(TASK DETAILS): Below are the entries; count how many lines contain the word "thanks" and reply with that number alone.

(Collected data)
PR #5, opened 2020-05-30
Do not run the toolkit container as the root user

jdoss:
And let's support other Container Engines such as [Podman](https://podman.io/)!


scripts/entrypoint.sh
```diff
@@ -0,0 +1,3 @@
+#!/usr/bin/env bash
```
sfgeorge, line 1: 👼

jcran:
This is awesome, thanks @jdoss!!!

PR #8, opened 2020-07-30
add snyk and update to defender atp

lindambrown:


lib/kdi/kdi_helpers.rb
```diff
@@ -85,14 +85,43 @@ def create_kdi_asset(asset_hash)
...
+	  def create_kdi_asset_vuln(asset_hash, vuln_hash, match_key=nil)
 	    kdi_initialize unless @assets
 
 	    # check to make sure it doesnt exist
+	    if match_key.nil? then
 			a = @assets.select{|a| uniq(a) == uniq(asset_hash) }.first
-			
+		else
+			case match_key
+	      		when "ip_address"
```
jcran, line 98: why split all these out vs doing

a = @assets.select{|a| a[match_key] == asset_hash.fetch(match_key)}.first

tasks/ms_defender_atp/lib/ms_defender_atp_helper.rb
```diff
@@ -17,14 +17,13 @@ def atp_get_machines(token)
...
   end
   
-  def atp_get_vulns(token,machine_id)
-    print "Getting vulns for machine #{machine_id}"
-    atp_query_api = "https://api.securitycenter.microsoft.com/"
+  def atp_get_vulns(token,atp_query_api)
+    print "Getting vulns"
     headers = {'content-type' => 'application/json', 'accept' => 'application/json', 'Authorization' => "Bearer #{token}", 'accept-encoding' => 'identity'}
-    url =  "#{atp_query_api}/api/machines/#{machine_id}/vulnerabilities"
+    url =  "#{atp_query_api}/api/vulnerabilities/machinesVulnerabilities?skip=10000"
```
jcran, line 26: what does the skip parameter do? Should this be passed to the function so we can paginate?

tasks/ms_defender_atp/ms_defender_atp.rb
```diff
@@ -1,40 +1,50 @@
...
     {
-      id: "microsoft_atp",
-      name: "Microsoft ATP",
-      description: "Pulls assets and vulnerabilitiies from Microsoft ATP",
+      id: "ms_defender_atp",
+      name: "MS Defender ATP",
+      description: "Pulls assets and vulnerabilitiies from Microsoft Defenders ATP",
       options: [
-        {:name => "atp_tenant_id", 
-          :type => "strign",
```
jcran, line 16: good catch!

tasks/ms_defender_atp/lib/ms_defender_atp_helper.rb
lindambrown: They don't have pagination, this is what they (microsoft) recommended I use.

lib/kdi/kdi_helpers.rb
lindambrown: duh thanks!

(TASK ANSWER): 2